珍しくメアリがユウに直接声をかけてきたのだが、彼女は手に一通の手紙を持っている。 そして、一言だけ、キース様からですと伝えられた。 こんな状況でと、大変申し訳なさそうな表情をしていたが、一体どんな内容なのだろうか。
洗い終わった皿を片付け、部屋に戻ろうとする途中で、その手紙を開けると。 ユウは、また一つため息をついて部屋に戻る。 そして部屋の中、無言で座っている二人に、こう声をかけた。

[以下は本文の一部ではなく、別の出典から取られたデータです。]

PR #5330, opened 2022-07-07
Fix notification spam (EXPOSUREAPP-13503)

SamuraiKek:
Spam was caused by wrong grouping of certificates where some users had slight name variations and had certificates that were eligible for booster. The previous grouping caused the `dccWalletInfo` to always be null, triggering a recalculation of the wallet each time the app started or the background worker was performing it's task, subsequently triggering the booster notification over and over again.


schauersbergern (approved):
Works like expected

「悪い、組合に呼び出されたから行ってくる。 とりあえず、姉さんは俺の布団を使ってくれ。」
助けを求めるような顔をしたアリスを無視して、ユウは灰色のローブをそっと手に取って部屋を出た。 アリスには心苦しい物を感じながらも、そのまま仕方なく孤児院を出て行くのだった。